= Charles E. Slayback =

St. Louis philanthropist and grain executive

Charles E. Slayback

Charles E. Slayback (March 27, 1840 – September 29, 1924) was an American grain merchant in New Orleans, Louisiana, and St. Louis, Missouri. He was a founder of St. Louis's Veiled Prophet Organization.

== Early life ==
Slayback was born on March 27, 1840, in Marion County, Missouri, the second child of Alexander L. Slayback of Ohio, a lawyer, and Anna Slayback. In 1847, the family moved from Shelbyville, Missouri, to Lexington, Missouri, where the father died in 1848 at age 31. He had two brothers, Alonzo and Preston, and a sister.

Charles and his brother Preston both registered on the same day for the draft during the American Civil War, but neither served, their places being taken by substitutes, Alonzo, however, raised a regiment, of which he was colonel, and was active in the war.

== Career ==
Slayback left home at age 16 and found employment in a St. Louis commission house with a salary of $25 a month, which was raised to $30 at the end of his first year. He left for another company, where he was made a partner at age 22.

He subsequently moved to New Orleans, where in 1869, he was elected organizing president of a social and merchandising club. In January 1870, he was elected to the board of directors of the city's Merchants' Bank, one of several directorships of banks and insurance companies he would hold. That same year, he was secretary of a committee of the "leading citizens under the style of an 'Electoral Jury of Fifty'" which was charged with advising Louisiana Governor Henry C. Warmoth on the postwar organization of the city of New Orleans. By 1873, he had his own business in New Orleans and was vice president of the Chamber of Commerce.

Slayback and his family moved from New Orleans to St. Louis over the winter of 1874–75. "He immediately became a factor in the civic life of the city and was famous for his gift of repartee, which made him a welcome guest at social functions, no matter what their nature," the St. Louis Globe-Democrat newspaper wrote upon his death.

Slayback became a prosperous grain broker. For several years, he was chancellor of the American Legion of Honor in St. Louis.
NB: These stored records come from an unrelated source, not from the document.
Issue #435, opened 2019-12-02
Change `state_value()` and `set_state_value` to `initial_value` ?


MichaelClerx:
Will make it easier to find

MichaelClerx:
Unchanged:
- model.states() --> returns list of state variables

Deprecated:
- [ ] model.state() --> returns list of floats
- [ ] model.inits() --> returns list of equations
- [ ] variable.state_value() --> returns float
- [ ] variable.set_state_value() --> sets initial value as float

New:
- [ ] model.initial_state(as_floats=False, as_equations=False) --> returns expressions, floats, or equations
- [ ] variable.set_initial_state --> set initial state as float or expr
- [ ] variable.initial_state(as_float=False) --> return expr or float

MichaelClerx:
Closed in #918

PR #899, opened 2022-10-12
I898 initial expression

### LINKED ISSUE #898: state variable with an initial condition dependent on another (constant) variable
I'm trying to define a state variable in a myokit model, that has a default state that is an expression containing other constant variables. Is this possible? From the docs I suspect it is not, and the default state must be a concrete value?

martinjrobins:
Fixes #898 

variable initial values are now myokit Expressions, must be constant

**edit by michael, 2023-02-22**

Remaining to-do:

**Simulations**
- [x] `Simulation`: Convert. Add tests to check that conversion happens.
- [x] `Simulation`: Warn if indep var is a constant that's referenced (even indirectly) by an initial value.
- [x] `Simulation1d`: Convert. Add tests to check that conversion happens.
- [x] `SimulationOpenCL`: Convert. Add tests to check that conversion happens.
- [x] `FiberTissueSimulation`: Convert. Add tests to check that conversion happens.
- [x] `RhsBenchmarker`: Convert.
- [x] `JacobianTracer`: Convert.
- [x] `JacobianCalculator`: Convert.
- [x] `lib.hh` Convert. Add tests.
- [x] `lib.markov` Convert. Add tests.

**Exports**
- [x] CellML v1 export: Reduce to number.
- [x] CellML v2 export: Reduce to number.
- [x] Euler export: Reduce to number.
- [x] CVODE export: Reduce to number.
- [x] Cable export: Reduce to number.
- [x] CUDA export: Reduce to number.
- [x] OpenCL export: Reduce to number.
- [x] HTML export: Doesn't show initial values.
- [x] XML export: Doesn't show initial values.
- [x] Latex export: Leave in.
- [x] EasyML: Reduce to number.
- [x] Matlab: Reduce to number.
- [x] Python: Reduce to number.
- [x] Stan: Reduce to number.


MichaelClerx:
Hey @martinjrobins , glad to see this moving ahead. Just checking: Do you need expressions to stay part of the current state? So not just a parse-time construct?

martinjrobins:
> Hey @martinjrobins , glad to see this moving ahead. Just checking: Do you need expressions to stay part of the current state? So not just a parse-time construct?

yea, I need to keep the expression since the parameters that this expression depends on might change

martinjrobins:
Hi @MichaelClerx, I think this is done now, I just need to cover a couple of lines (for some reason codecov is not telling me which ones!). Be good to get a review from you

martinjrobins:
actually, I should also add a test of restarting a simulation with an initial state that is an expression and check that it changes. I'll do that once I've got a review to check that I'm on the right track

MichaelClerx:
Thanks @martinjrobins ! This is a sit-down-and-think one, so might be a while, but happy to make some time

martinjrobins:
Thanks @MichaelClerx. I realise that there is more to do on the simulations side to verify that all the simulation and code generation work, but I just want to check that you're happy with the changes to Model and parser before I do this

myokit/__init__.py
```diff
@@ -359,6 +359,7 @@
     UnresolvedReferenceError,
     UnusedVariableError,
     VariableMappingError,
+    NonConstantExpressionError,
```
MichaelClerx, line 362: I'm doing these alphabetically

myokit/_err.py
```diff
@@ -426,3 +426,11 @@ class VariableMappingError(MyokitError):
 
     *Extends:* :class:`myokit.MyokitError`.
     """
+
+
+class NonConstantExpressionError(MyokitError):
```
MichaelClerx, line 431: These are also alphabetical (where possible)

myokit/_model_api.py
```diff
@@ -2933,7 +2933,9 @@ def set_state(self, state):
         Changes this model's state. Accepts any type of input handled by
         :meth:`map_to_state`.
         """
-        self._current_state = self.map_to_state(state)
+        self._current_state = [
+            myokit.Number(x) for x in self.map_to_state(state)
```
MichaelClerx, line 2937: It **might** make sense to update `map_to_state` to returns Number objects.

MichaelClerx: Quick grep:
```
./myokit/_sim/cvodesim.py:            y = self._model.map_to_state(y)
./myokit/_sim/cvodesim.py:        self._default_state = self._model.map_to_state(state)
./myokit/_sim/cvodesim.py:        self._state = self._model.map_to_state(state)
./myokit/_sim/cvodessim.py:            y = self._model.map_to_state(y)
./myokit/_sim/cvodessim.py:        self._default_state = self._model.map_to_state(state)
./myokit/_sim/cvodessim.py:        self._state = self._model.map_to_state(state)
./myokit/_io.py:            s = model.map_to_state(s)
./myokit/_io.py:        state = model.map_to_state(state)
./myokit/_model_api.py:            self.set_state(self.map_to_state(state))
./myokit/_model_api.py:        self._current_state = self.map_to_state(state)
./myokit/__main__.py:        ref = model.map_to_state(ref)
```

So maybe not

myokit/_model_api.py
```diff
@@ -2055,7 +2055,7 @@ def inits(self):
         def StateDefIterator(model):
             for k, var in enumerate(model._state):
                 yield Equation(
-                    myokit.Name(var), myokit.Number(self._current_state[k]))
+                    myokit.Name(var), self._current_state[k])
```
MichaelClerx, line 2058: Probably fits on one line now?
Esp if we switch to `for var, state in zip(model._state, self._current_state)`

myokit/_model_api.py
```diff
@@ -3256,7 +3258,7 @@ def state(self):
         Returns the current state of the model as a list of floating point
         numbers.
         """
-        return list(self._current_state)
+        return [float(eqn.rhs) for eqn in self.inits()]
```
MichaelClerx, line 3261: This is definitely the path of least resistance. But should we also provide users with a way to get the real state, expressions & all ?

Even without redefining the return type, we'll need to do a grep for all calls in Myokit to `state()`, and check that they get what they are expecting (i.e. did they want floats of the current state or does it make more sense for them to get expressions now that that's an option)

myokit/_model_api.py
```diff
@@ -4357,10 +4359,11 @@ def lhs(self):
         """
         return self._lhs
 
-    def promote(self, state_value=0):
+    def promote(self, state_value=0, check_const=True):
```
MichaelClerx, line 4362: I think I'd prefer to leave this to the validation stage? So have the checks in `validate` only.

I've tried a few times to make one of those APIs that doesn't let you construct a bad model, but it makes it very tiresome to use!

myokit/_model_api.py
```diff
@@ -4357,10 +4359,11 @@ def lhs(self):
...
         """
         Turns this variable into a state variable with a current state value
-        given by ``state_value``.
+        given by ``state_value``. state_value could be a value, an Expression,
+        or a proto expression
```
MichaelClerx, line 4366: Oh no! You are the first person ever to discover the dirty secret that is proto expressions 🙈 

Maybe omit them here for clarity? A user using Myokit in a non-hacky way shouldn't have to know about them, I think.

myokit/_model_api.py
```diff
@@ -4744,7 +4753,7 @@ def state_value(self):
         """
         if not self._is_state:
             raise Exception('Only state variables have initial values.')
-        return self.model()._current_state[self._indice]
+        return float(self.model()._current_state[self._indice])
```
MichaelClerx, line 4756: As with `state`, the user will need some way to access the real state value

myokit/_model_api.py
martinjrobins: agree maybe leave it for now?

myokit/_model_api.py
martinjrobins: agreed. Shall I define another function `state_values()` that returns the list of numbers, and then have `state()` return the equations themselves? Any existing calls to state() I can decide to either use `state()` or `state_values()` depending on what is appropriate

myokit/_model_api.py
MichaelClerx: yeah

myokit/_model_api.py
martinjrobins: ok, so in doing this I've come across a problem regarding `set_state`. This is used to set the current state of the model to do some calculations, e.g. `evaluate_derivatives`. Presumable the intent here is that you can set the current state to something that might not be the initial state? So do we need `self._current_state`, a list of floats, and `self._initial_state`, a list of expressions? So you are free to change the current state independently from the initial_state?

MichaelClerx: The model is only supposed to have a single state (which I might want to rename initial state at some point #435). I think evaluate_derivatives only changes it as a bit of a hack (would have been in a try-finally block if I programmed this again!)
I think the answer here is for org_state to be the state-with-variables, while the subsequent set_state uses floats, and then at the end set_state(state-with-variables) is used again to restore the original state

MichaelClerx: An even better solution might be to rewrite the whole thing to use `subst={Name(state_x): value_x, ...}` in the calls to eval().

MichaelClerx: Shall I make a ticket for that and rewrite it? Then you can pull that in

martinjrobins:
question about `format_state`, this formats as a list of numbers, do you still want this behaviour? Its used in `save_state` to save to a file. Not sure why this is needed as the initial states are in the model code arn't they?

MichaelClerx:
> question about `format_state`, this formats as a list of numbers, do you still want this behaviour? Its used in `save_state` to save to a file. Not sure why this is needed as the initial states are in the model code arn't they?

Yeah definitely! When porting models from original code in e.g. matlab or C or fortran I often check the derivatives at a handful of initial states against the original. This involves some loading and saving to disk of different states

myokit/_model_api.py
martinjrobins: so I've left in the constant check, as I think it is needed if a user uses promote and passes a non-constant expression for `state_value`

myokit/_model_api.py
martinjrobins: done

myokit/_model_api.py
martinjrobins: but I've removed the `check_const` flag, as now the parser calls `promote` without `state_value` (i.e. now promote does not support proto expressions)

martinjrobins:
@MichaelClerx: how do you want the simulation classes to behave? I'm thinking that `_default_state` would copy the expressions for the initial state from the model initially (afterwards the user could overwrite as they want). When the simulation is `reset()`, the `_state` is updated from the `_default_state` like so:

```
self._state = [float(expr) for expr in self._default_state]
```

So if you wanted to change a constant in the model, and this affected the initial state, all you have to do is:

```python
        m = myokit.Model()
        c = m.add_component('c')
        t = c.add_variable('t')
        t.set_rhs(0)
        t.set_binding('time')
        p = c.add_variable('p')
        p.set_rhs('1')
        y = c.add_variable('y')
        y.promote(myokit.Name(p))
        y.set_rhs('-y')

        s = myokit.LegacySimulation(m)
        d = s.run(1)
        self.assertAlmostEqual(s.state()[0], 1 * np.exp(-1), 3)

        s.set_constant('c.p', 2)
        s.reset()
        d = s.run(1)
        self.assertAlmostEqual(s.state()[0], 2 * np.exp(-1), 3)
```

MichaelClerx:
@martinjrobins that's making my head hurt a bit!

I think what you're saying makes sense, yes: the state is floats, but the default state is expressions.

That's a thing that might break some user code, I guess, if they are doing things like `sim1.set_default_state(sim2.state())` --- unless we have good conversion in set_[default_]state

martinjrobins:
> @martinjrobins that's making my head hurt a bit!
> 
> I think what you're saying makes sense, yes: the state is floats, but the default state is expressions.
> 
> That's a thing that might break some user code, I guess, if they are doing things like `sim1.set_default_state(sim2.state())` --- unless we have good conversion in set_[default_]state
 
yup, I've put in a conversion in `set_default_state` that handles this, and will do the same in `set_state` in case expressions are passed in

MichaelClerx:
Sounds really good! If we can get it so that models that don't use expressions in the initial state (and code for those models) still work as expected, then that would be a very good result.

martinjrobins:
hi @MichaelClerx. All simulators look good apart from the opencl one, getting a python 2.7 only bug but cannot seem to install python 2.7 on my laptop, if you have any time do you mind having a quick look? (if not no worries, I'll come back to it next week and have another go)

MichaelClerx:
```
            x, y = 2, 1
            sx = [myokit.Number(i) for i in list(range(m))]
            self.s2.set_state([0] * m)
            self.s2.set_default_state(sx, x, y)
```
It was these lines! In Python 2.7 the leak comprehension "leaks" its x, so that x is m-1=7 when set_default_state is called

martinjrobins:
thanks @MichaelClerx, nice catch I didn't realise that this could happen!

martinjrobins:
@MichaelClerx : I think this is all done now? I had one question re cyclic dependencies, I think we don't have to worry about this as an initial state can only depend on constant variables, so can't have any cycles, do you agree?

Other than that it is ready for review.

MichaelClerx:
Thanks @martinjrobins ! What was the cyclic question? I think you can have cycles in networks of constants, just not with literals. (Although it depends on exactly where in the chain of events the "is_constant" flag gets set: if you have a = b and b = a then that might never happen?)

martinjrobins:
It was something that you brought up in the original issue. But a constant variable can't depend on an initial condition right, I don't think you can even write that in .mmt format?

MichaelClerx:
> It was something that you brought up in the original issue. But a constant variable can't depend on an initial condition right

Good point!

> I don't think you can even write that in .mmt format?

Surprisingly, there is syntax for that but it's not allowed in a normal model, only when you are selecting partial derivatives to return from a cvodes sim :D :D :D 

I will try to review before the week is over

myokit/_model_api.py
```diff
@@ -4356,15 +4370,18 @@ def promote(self, state_value=0):
...
-                    'Expressions for state values can not contain references'
-                    ' to other variables.')
+        if not isinstance(state_value, myokit.Expression):
+            state_value = myokit.Number(state_value)
 
         model = self.model()
+
+        # check initial state value expression is constant
+        if not state_value.is_constant():
+            raise myokit.NonConstantExpressionError(
```
MichaelClerx, line 4380: I think we can delete the NonLiteralValueError then?

myokit/_err.py
```diff
@@ -292,6 +292,14 @@ def __init__(self):
         super(MissingTimeVariableError, self).__init__(msg)
 
 
+class NonConstantExpressionError(MyokitError):
```
MichaelClerx, line 295: Please note in changelog under "Added"

myokit/_model_api.py
```diff
@@ -4344,7 +4357,8 @@ def lhs(self):
     def promote(self, state_value=0):
         """
         Turns this variable into a state variable with a current state value
-        given by ``state_value``.
+        given by ``state_value``. state_value could be a value or an
+        Expression,
```
MichaelClerx, line 4361:
```suggestion
        given by ``state_value``.
        
        The new ``state_value`` should be either a numerical value or a
        :class:`myokit.Expression`. If an expression is used, it can contain
        references to model variables, as long as they are constant-valued.
```

something like that

myokit/tests/test_model.py
```diff
@@ -2079,6 +2079,22 @@ def test_validate_and_remove_unused_variables(self):
         m.validate()
         self.assertEqual(len(m.warnings()), 0)  # issue fixed!
 
+    def test_state(self):
```
MichaelClerx, line 2082: Needs a tiny comment

But also needs to test state()?

myokit/tests/test_parsing.py
```diff
@@ -1404,6 +1418,19 @@ def test_initial_values(self):
             """
         self.assertRaises(myokit.ParseError, myokit.parse, code)
 
+        # non-constant initial value
```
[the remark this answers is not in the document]
MichaelClerx: (Sorry, doesn't have to be in the parser test of course, as long as its somewhere)

MichaelClerx (changes requested):
Hi @martinjrobins ! I think you've covered most bases. Couple of suggestions and a few more things that spring to mind:

MichaelClerx:
1. Should initial values be allowed depend on child variables? The usual rule is that you can only access your own child vars, not anybody elses. Not sure if I feel like the init cond. belong to the variable or to the whole model. What's it like in your use cases?

MichaelClerx:
2. Can we get a test where we promote so that `init(x) = a; a = b; b = 1 + a`? This should be ignored by promote(), but state_values should raise an error (e.g. by first calling validate()) instead of getting caught in some endless loop
3. Similarly, if we create the same mechanism via a set_rhs on a or b

myokit/tests/test_parsing.py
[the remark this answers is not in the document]
MichaelClerx: an `a.b = dot(b)` would be fun too (or dot(c))

MichaelClerx:
4. The MMT docs will need updating (they are under `docs` somewhere). Happy to help with this

myokit/_model_api.py
martinjrobins: done

myokit/_err.py
martinjrobins: added

myokit/_model_api.py
```diff
@@ -3236,11 +3243,17 @@ def add_equation(eq_list, done, eq):
         return out
 
     def state(self):
```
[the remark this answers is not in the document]
martinjrobins: done

myokit/_sim/cable.py
```diff
@@ -176,7 +176,7 @@ def __init__(self, model, protocol=None, ncells=50, rl=False):
                 ' next')
 
         # Set state and default state
-        self._state = self._model.state() * ncells
+        self._state = self._model.state_values() * ncells
```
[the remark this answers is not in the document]
martinjrobins: done

myokit/tests/test_model_building.py
```diff
@@ -133,6 +133,22 @@ def test_model_creation(self):
...
+        # non-constant expression initial value should error
+        b.promote()
+        x.demote()
+        with self.assertRaises(myokit.NonConstantExpressionError):
+            x.promote(myokit.Name(b))
+        b.demote()
+
+        # set constant expression initial value
+        x.promote(myokit.Name(b1))
+        self.assertEqual(x.state_value(), 1)
```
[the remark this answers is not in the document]
martinjrobins: done

myokit/tests/test_parsing.py
```diff
@@ -1389,7 +1389,21 @@ def test_initial_values(self):
             """
         myokit.parse(code)
 
-        # Non-literal value
+        # initial expression
+        code = """
+            [[model]]
+            c.q = 10 * 2 + c.p
```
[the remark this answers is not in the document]
martinjrobins: done

myokit/tests/test_parsing.py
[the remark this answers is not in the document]
martinjrobins: do you expect this to parse ok? if I have:
```
[[model]]
c.p = dot(c.p)

[engine]
time = 0 bind time

[c]
dot(p) = 1
```

then `is_constant()` evaluates false for `dot(c.p)`...., what is the expected behaviour here?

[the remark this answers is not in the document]
MichaelClerx: Ha!
Hadn't thought about that. I'm quite happy for it to be False because, superficially, dp/dt depends on p and t. Maybe open a ticket to investigate if that should be True in the future :D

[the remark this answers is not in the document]
MichaelClerx: I _think_ I'm fine with myokit thinking dx/dt is never constant (even if the expression for it is).
It already thinks that `y/y` is an expression that depends on y, for example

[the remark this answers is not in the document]
MichaelClerx: Yes. I'm sure it thinks `x = x - x` is a cyclical dependency too!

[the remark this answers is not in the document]
martinjrobins: complete now I think

myokit/tests/test_simulation_cvodes.py
```diff
@@ -936,6 +936,28 @@ def test_derivatives(self):
         # Compare
         self.assertLess(np.max(np.abs(e)), 0.1)
 
+    def test_initial_state_expression(self):
```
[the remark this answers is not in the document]
martinjrobins: what do you mean here? the `default_value` will be unchanged (just 'p'), rather than updated

myokit/_sim/cvodessim.py
```diff
@@ -510,7 +510,7 @@ def reset(self):
 
         """
         self._time = 0
-        self._state = list(self._default_state)
+        self._state = [float(expr) for expr in self._default_state]
```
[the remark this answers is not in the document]
martinjrobins: I realised that there was a bug in `set_default_state`, in that it evaluates whatever was given by the user and sets the default state to floats, rather than expr. Presumably we want to keep it as expr.

The problem was the `Model.map_to_state` function, which evaluates the state given. Do we want to keep this behavior and create another `map_to_state_expr` that preserves expressions, or update `map_to_state` so that it doesn't evaluate?

martinjrobins:
> 1. Should initial values be allowed depend on child variables? The usual rule is that you can only access your own child vars, not anybody elses. Not sure if I feel like the init cond. belong to the variable or to the whole model. What's it like in your use cases?

The init cond is placed outside the compartment, and thus far away from the variable defn, so atm I think it belongs to the whole model, and therefore can't depend on child variables

myokit/_sim/cvodessim.py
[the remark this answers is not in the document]
MichaelClerx: Yikes!
It's kinda making me rethink the default stat idea. But it's really necessary for your use case that the simulation can have a modifiable constant thats used as/by an initial state, no?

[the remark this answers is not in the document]
MichaelClerx: How about set_default_state tries to parse it as a sequence of numbers or expression, and if it fails it hands off to map_to_state?
... but then you'd want to re-use that so OK let's have a map_to_state_expr

martinjrobins:
> 2. Can we get a test where we promote so that `init(x) = a; a = b; b = 1 + a`? This should be ignored by promote(), but state_values should raise an error (e.g. by first calling validate()) instead of getting caught in some endless loop

We currently can't promote in this case, because a.is_constant() returns `False`, is this the expected behaviour?

MichaelClerx:
> We currently can't promote in this case, because a.is_constant() returns False, is this the expected behaviour?

Yeah that makes sense. Does mean we need a test in `validate` that checks that it's still constant after manipulations?

MichaelClerx:
> > 1. Should initial values be allowed depend on child variables? The usual rule is that you can only access your own child vars, not anybody elses. Not sure if I feel like the init cond. belong to the variable or to the whole model. What's it like in your use cases?
> 
> The init cond is placed outside the compartment, and thus far away from the variable defn, so atm I think it belongs to the whole model, and therefore can't depend on child variables

Let's make sure we mention this in the docs for promote() and in the mmt syntax docs

myokit/tests/test_simulation_cvodes.py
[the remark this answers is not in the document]
MichaelClerx: Just trying to make sure there's tests for using set_default_state with expressions somewhere! (doesn't have to be here)

martinjrobins:
> > 2. Can we get a test where we promote so that `init(x) = a; a = b; b = 1 + a`? This should be ignored by promote(), but state_values should raise an error (e.g. by first calling validate()) instead of getting caught in some endless loop
> 
> We currently can't promote in this case, because a.is_constant() returns `False`, is this the expected behaviour?

sadness :( So you can promote `y`, *then* setup the cyclic dependence, and then call `state_values()` which then gets trapped in the cyclic evaluation..... Do we want to check that model is valid (using `Model.validate()`) in `state_values()` before we evaluate?

MichaelClerx:
We'll need a bunch of tests for the partial derivatives sim. E.g.

- Basic getting partial derivative dy/dp where y(t=0) = f(p)
- Does it work correctly if we update p with simulation.set_constant
- Does it work correctly if we remove the p dep with set_state() or by running a sim (should lose to p dependency)
- Can we run a sim in two parts? So integrate from t=0 to t=1 with y(t=0)=p. At this point the p-dep should be gone, but the internal representation of dy/dp will still be non-zero so that's fine. Now we sim from t=1 to t=2. Should get the same result for dy/dp as doing a single sim from t=0 to t=2.
- Similarly, but now change p halfway through the sim. Shouldn't affect state, or dy/dp.

MichaelClerx:
> sadness :( So you can promote `y`, _then_ setup the cyclic dependence, and then call `state_values()` which then gets trapped in the cyclic evaluation..... Do we want to check that model is valid (using `Model.validate()`) in `state_values()` before we evaluate?

Yeah I'd be happy with a validate() call before state_values. Validation is expensive but cached.

martinjrobins:
yay, all done I think, time for a re-review!

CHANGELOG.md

In 1878, Slayback helped establish the Veiled Prophet Society, a club for St. Louis' business elite. He "called a meeting of local business and civic leaders. His intention was to form a secret society that would blend the pomp and ritual of a New Orleans Mardi Gras with the symbolism used by the Irish poet Thomas Moore. From Moore’s poetry, Slayback and the St. Louis elite created the myth of the Veiled Prophet of Khorassan, a mystic traveller who inexplicably decided to make St. Louis his base of operations," wrote Scott Beauchamp in The Atlantic, citing historian Thomas Spencer, who said the organization was intended to help enforce racial and class order in the city.

In January 1882, when Slayback was a principal in Slayback, Smythe & Co., he was elected president of the Merchants Exchange of St. Louis.

== Later years and death ==
Slayback moved to Chicago, Illinois, after 1883 to live with his daughter, Bertha S. Carel. He died there on September 29, 1924. He is buried in Lexington, Missouri.